1.summary of findings with the program:
2.Striping swap does increase general clean data swap performance
3.It does not improve the modified,dirty swapped data.
4.Random access of swapped data has no perfmance at all.
(4) explains why some applications will probably always need a large
amount of RAM to run at a reasonable speed. Other with sequential access
however may be speeded up a great deal if we can improve the swapping
algorithms. I am currently finishing my Master's and so won't have time
to do any serious work on it. (for another month)
Also thanks to Andreas for implementing a lot of extra features.
(I fixed your 'random access' mode - it didn't work)
/* swaptest.c 0.3 (C) Jon Burgess 92jjb@eng.cam.ac.uk
* heavily modified by
* Andreas Koppenhoefer <koppenas@informatik.uni-stuttgart.de>.
*
* Tests the performance of the linux swap system
* Generates a block of random data, and times how long it takes to read
* and modify the whole lot.
* Not surprisingly, the 'in memory' tests are very high, dropping
* rapidly once the memory block exceeds the available RAM
*/
#include <unistd.h>
#include <stdlib.h>
#include <stdio.h>
#include <sys/types.h>
#include <sys/stat.h>
#include <sys/time.h>
#include <fcntl.h>
static off_t ram_size;
static int verbose = 0;
static const char *progname;
void
do_test (off_t test_size, int mode, int iterations, int step)
{
char *buf, *fill_ptr;
int file;
int i, ptr, c;
static char junk = 0;
struct timeval e1, e2;
double elapsed, speed;
double sum_elapsed = 0.0, sum_speed = 0.0;
int r_size;
off_t *r;
if (step * 1000 > test_size)
{
int new_step = test_size / 1000;
fprintf (stderr,
"memory access granularity %d too rough - using %d instead\n",
step, new_step);
step = new_step;
}
buf = (char *) malloc (test_size);
if (!buf)
{ /* on linux this should never happen */
perror ("malloc");
exit (2);
}
file = open ("/dev/urandom", O_RDONLY, 0);
if (file == -1)
{
perror ("problem with /dev/urandom, using rand()");
/*exit (1);*/
}
if ((file != -1) && (read (file, buf, 1024) != 1024))
{
perror ("read from /dev/urandom failed, uning rand()");
/*exit (1);*/
}
else /* Now use rand() instead */
{
for (fill_ptr=buf; fill_ptr<(buf+1024); fill_ptr++)

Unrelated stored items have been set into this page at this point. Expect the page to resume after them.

PR #2184, opened 2024-06-23
Fix/cleanup

dforsi:
This PR:
- removes some unused code:
   - `plugins/feature/map/mapfmlistdialog.ui` doesn't seem to be used anywhere, however it would be interesting to see it implemented
   - `sdrgui/gui/rollupwidget.{cpp,h}' don't seem to be used anywhere (the class that is actually used is names `RollupContents` and its files are very similar to these deleted)
   - some calls to `unlock` and some includes related to QMutexLocker
- fixes some typos in the swagger documentation and in a readme
-  applies some changes made automatically by Qt Creator that don't seem to change the appearance of the widgets
   - fix of a class name
   - removal of unused resources
   - changes to fonts (font name,  size and wieght)

I'm not able to regenerate the `html2` docs maybe because the [generate.sh](https://github.com/f4exb/sdrangel/commit/32bb49b631fa00a429020abb48a40201ec7b3c7e) script doesn't seem up to date because it is trying to edit .yaml files under sdrbase but there are none.


f4exb:
@srcejon I am not sure plugins/feature/map/mapfmlistdialog.ui should be removed. Maybe you had in the plans to implement this and we should save the effort of making up the dialog (although git would still remember it)

f4exb:
Building files from the .yaml Swagger definitions is done following these instructions: https://github.com/f4exb/sdrangel/tree/master/swagger/docker

srcejon:
> @srcejon I am not sure plugins/feature/map/mapfmlistdialog.ui should be removed. Maybe you had in the plans to implement this and we should save the effort of making up the dialog (although git would still remember it)

I was planning to import data from www.fmlist.org - but the owner of that site seems to have gone quiet, so probably wont happen. As you say, I can always dig up from git later.

PR #2187, opened 2024-06-27
Fix/map feature

dforsi:
This PR:

- adds the transmitters.csv file to the resources and converts its encoding from ISO-8859-1 to UTF-8 to show the accented letters
- modifies the table of map items settings
  - to right align all numeric cells
  - to use a QSpinBox for the "Filter Distance" cells
  - to do a case insensitive sorting of column containing the labels

For the  QSpinBox of "Filter Distance" I set a minimum value of zero and a maximum of 10000 km; I used `setSpecialValueText()` to replace the zero with one space so the the look of the table isn't too much different from before (we can't use an empty string or a nullptr because they disable the replacement).

The case sensitive sorting is needed otherwise "Airport" and "Airspace" were coming after APTdemod.

### DIFF
--- a/plugins/feature/map/data/transmitters.csv
+++ b/plugins/feature/map/data/transmitters.csv
@@ -1834,7 +1834,7 @@ FM,Heart (Morecambe Bay) Windermere WINDERMERE,Heart (Morecambe Bay),102300000,5
 FM,Heart Hertfordshire Hertford Cole Green,Heart Hertfordshire,106900000,51.787539,-0.135924,71,0.25,,
 FM,Heart Hertfordshire Hitchin and Letchworth Letchworth - Briar Patch Lane,Heart Hertfordshire,106900000,51.967745,-0.241566,97,0.05,,
 FM,Heart Hertfordshire Stevenage Old Knebworth,Heart Hertfordshire,106700000,51.872155,-0.211306,121,0.1,,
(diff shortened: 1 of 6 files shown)


srcejon:
> For the QSpinBox of "Filter Distance" I set a minimum value of zero and a maximum of 10000 km; 

Half the circumference of the Earth is larger than that.

srcejon:
> I used `setSpecialValueText()` to replace the zero with one space so the the look of the table isn't too much different from before (we can't use an empty string or a nullptr because they disable the replacement).

How does a user enter "No filter"? Can they delete the characters or do they have to insert a space? If the latter, then it would be better to create a custom spin box, like DMSSpinBox etc.

dforsi:
> > For the QSpinBox of "Filter Distance" I set a minimum value of zero and a maximum of 10000 km;
> 
> Half the circumference of the Earth is larger than that, so probably should be a bit bigger.

I was just thinking of a big number, but we can set it to 40075+1

dforsi:
> How does a user enter "No filter"? Can they delete the characters or do they have to insert a space? If the latter, then it would be better to create a custom spin box, like DMSSpinBox etc.

Now, with the commit that adds `QAbstractSpinBox::CorrectToNearestValue` the user can delete the characters, or type a zero which disappears when the cell looses the focus.

f4exb:
@srcejon Hello Jon, can it be merged?

srcejon:
> @srcejon Hello Jon, can it be merged?

Yep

*fill_ptr = rand() / (RAND_MAX >> 8);
}
if (mode & 2) {
/* initialize random access array */
r_size = test_size / step;
r = (off_t *) malloc(sizeof(off_t)*r_size);
if (!r)
{ /* on linux this should never happen */
perror ("malloc");
exit (2);
}
/* init array of adresses */
for (ptr =0, i = 0; i < r_size; i++, ptr+=step)
r[i] = ptr;
/* swap each element with another one choosen randomly*/
for (i = r_size; --i >= 0; )
{
off_t tmp;
ptr = (int) (((double)r_size)*rand()/ RAND_MAX);
tmp = r[ptr];
r[ptr] = r[i];
r[i] = tmp;
}
}
/* generate 1MB of repeated random data */
for (ptr = 1024; (ptr << 1) < test_size && ptr < (1024*1024); ptr <<= 1)
{
/* fprintf (stderr, "memcpy (%08x, %08x, %08x)\n", buf+ptr, buf, ptr);*/
memcpy (buf+ptr, buf, ptr);
}
while (ptr < test_size)
{
off_t len = test_size - ptr;
if (len > (1024*1024))
len = (1024*1024);
/* fprintf (stderr,
"memcpy (%08x, %08x, %08x)\n",buf+ptr, buf+ptr-len,len);*/
memcpy(buf+ptr, buf+ptr-len, len);
ptr+=len;
}
for (i = 0; i <= iterations; i++)
{
if (i == 1)
{
(void) gettimeofday (&e1, NULL);
}
(void) gettimeofday (&e1, NULL);
if (mode & 2)
{
for (ptr = 0; ptr < r_size; ptr++)
{
junk ^= *(r[ptr] + buf);
if (mode & 1)
(int) *(r[ptr] + buf) = junk;
}
}
else
{
for (ptr = 0; ptr < test_size; ptr += step)
{
junk ^= *(ptr + buf);
if (mode & 1)
(int) *(ptr + buf) = junk;
}
}
(void) gettimeofday (&e2, NULL);
elapsed = e2.tv_sec - e1.tv_sec +
((double)(e2.tv_usec - e1.tv_usec)) / 1000000.0;
speed = ((double)test_size) / (1024 * 1024) / elapsed;
if (verbose)
fprintf(stderr,
" pass %4d: %6.2lf MB in %8.3lf seconds =%7.2lf MB/sec\n",
i, ((double)test_size) / (1024 * 1024),
elapsed, speed);
/* We don't time the first iteration, since this is swapping other
things as well like daemons.
*/
if (i > 0)
{
sum_elapsed += elapsed;
sum_speed += speed;
}
}
fprintf(stderr,
"%4d iterations: %6.2lf MB in %8.3lf seconds =%7.2lf MB/sec\n",
iterations,
((double)test_size) / (1024 * 1024),
sum_elapsed / iterations, sum_speed / iterations);
if (mode & 2)
free(r);
free (buf);
}
void
usage (void)
{
fprintf (stderr, "usage: %s [ -t ] [ -m <mode> ] [ -i <iteration> ]\n"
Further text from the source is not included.